PR #6085, opened 2025-11-19
feat(generic-oauth): provide pre configured provider helpers

Paola3stefania:
---
## Summary by cubic
Adds provider helpers to generic-oauth for Okta, Auth0, Microsoft Entra ID, Slack, and Keycloak for quick setup. Also sets emailVerified to false by default across built-in providers for safer, consistent handling.

- **New Features**
  - okta, auth0, microsoftEntraId, slack, keycloak helpers return pre-configured GenericOAuthConfig (authorization/token/userInfo or discovery URLs, default scopes).
  - Supports overrides: scopes, redirectURI, pkce, disableImplicitSignUp, disableSignUp, overrideUserInfo; getUserInfo maps profile fields and sets emailVerified when available.

- **Bug Fixes**
  - Updated facebook, gitlab, kick, linear, microsoft-entra-id, polar, and roblox providers to default emailVerified to false (or use provided claim) for consistency.

<sup>Written for commit 15eb9d26a8954e1410db525a2d14130b9839dc1a. Summary will update automatically on new commits.</sup>

https://github.com/user-attachments/assets/66c8213d-54af-432c-a0da-70d5a66dd103

### DIFF
--- a/packages/better-auth/src/plugins/generic-oauth/index.ts
+++ b/packages/better-auth/src/plugins/generic-oauth/index.ts
@@ -662,13 +662,19 @@ export const genericOAuth = (options: GenericOAuthOptions) => {
 							}&error_description=${ctx.query.error_description}`,
 						);
 					}
+					const providerId = ctx.params?.providerId;
+					if (!providerId) {
+						throw new APIError("BAD_REQUEST", {
+							message: "Provider ID is required",
+						});
+					}
 					const provider = options.config.find(
-						(p) => p.providerId === ctx.params.providerId,
+						(p) => p.providerId === providerId,
 					);
 
 					if (!provider) {
 						throw new APIError("BAD_REQUEST", {
-							message: `No config found for provider ${ctx.params.providerId}`,
+							message: `No config found for provider ${providerId}`,
 						});
 					}
 					let tokens: OAuth2Tokens | undefined = undefined;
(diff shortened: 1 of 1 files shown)


packages/better-auth/src/plugins/generic-oauth/providers/github.ts
```diff
@@ -0,0 +1,170 @@
+import type { OAuth2Tokens, OAuth2UserInfo } from "@better-auth/core/oauth2";
+import { betterFetch } from "@better-fetch/fetch";
+import type { GenericOAuthConfig } from "../index";
+
+/**
+ * Provider definition based on Auth.js/NextAuth.js
```
Bekacru: we don't need to mention auth.js

packages/better-auth/src/plugins/generic-oauth/providers/keycloak.ts
```diff
@@ -0,0 +1,134 @@
...
+ * Provider definition based on Auth.js/NextAuth.js
+ * Source: https://github.com/nextauthjs/next-auth
+ * Adapted for Better Auth's GenericOAuthConfig format
+ */
+
+export interface KeycloakOptions {
+	/** Keycloak OAuth client ID */
+	clientId: string;
+	/** Keycloak OAuth client secret */
+	clientSecret: string;
```
Bekacru: Instead of defining these common options for each provider, can we either extend the default `genericOAuth` config type or introduce another shared type?

Paola3stefania: shared type added 👌

packages/better-auth/src/plugins/generic-oauth/providers/github.ts
Paola3stefania: great then , removing those

PR #6087, opened 2025-11-19
chore: refactor internal endpoints

Bekacru:
## Summary by cubic
Refactored and hardened auth endpoints to reduce information leaks, prevent timing attacks, and improve session handling. Adds security checks and tests for XSS and unsafe callback URLs.

- **Bug Fixes**
  - Password reset: simulate work on missing users, send email in the background, and always return a generic success message.
  - Email verification: generate a token when user is not found and return early if the email is already verified.
  - Sessions: revoke only when owned by the current user; sign-out handles missing tokens and DB errors while always clearing the cookie.
  - Security checks: sanitize error page query params and reject untrusted callback/error/new user URLs.

- **Refactors**
  - Refresh token endpoint returns only explicit token fields (access/refresh and expirations).
  - Added tests for XSS sanitization, password reset non-disclosure, and URL validation.

<sup>Written for commit 99cd38b2016b9c52545e9ef545f45a9c9dfcae2e. Summary will update automatically on new commits.</sup>

### DIFF
--- a/packages/better-auth/src/api/routes/sign-out.ts
+++ b/packages/better-auth/src/api/routes/sign-out.ts
@@ -1,6 +1,4 @@
 import { createAuthEndpoint } from "@better-auth/core/api";
-import { BASE_ERROR_CODES } from "@better-auth/core/error";
-import { APIError } from "better-call";
 import { deleteSessionCookie } from "../../cookies";
 
 export const signOut = createAuthEndpoint(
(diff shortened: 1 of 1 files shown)


packages/better-auth/src/api/routes/error.test.ts
himself65, line 1: Maybe we should move such a security test into a single test file.

Bekacru: no it's fine. it's specefic to error page

PR #6106, opened 2025-11-19
fix: remove active session requirement for change email verification

### LINKED ISSUE #5978: Change email flow impossible without active session
Currently the change email flow has been build by always requiring a session within the active context. This currently breaks, this flow if I create a change email request from expo. For this app I will never have a session on my betterauth server, since it will be mobile first and the session is managed in local storage on the mobile app.

My proposal is to remove the requirement for a session when using change email. I think this is possible because you already need a session to first request the email change. Second you need to have access to the email account that is already verified. Third it is using a very short-lived jwt token of an hour. I think this already covering most of the security and the extra session check is redundant and we can make it optional.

> _Your instructions_:
What lines of the material above include "Adds"? Copy each one.

> _Response below_:
Adds provider helpers to generic-oauth for Okta, Auth0, Microsoft Entra ID, Slack, and Keycloak for quick setup. Also sets emailVerified to false by default across built-in providers for safer, consistent handling.
Refactored and hardened auth endpoints to reduce information leaks, prevent timing attacks, and improve session handling. Adds security checks and tests for XSS and unsafe callback URLs.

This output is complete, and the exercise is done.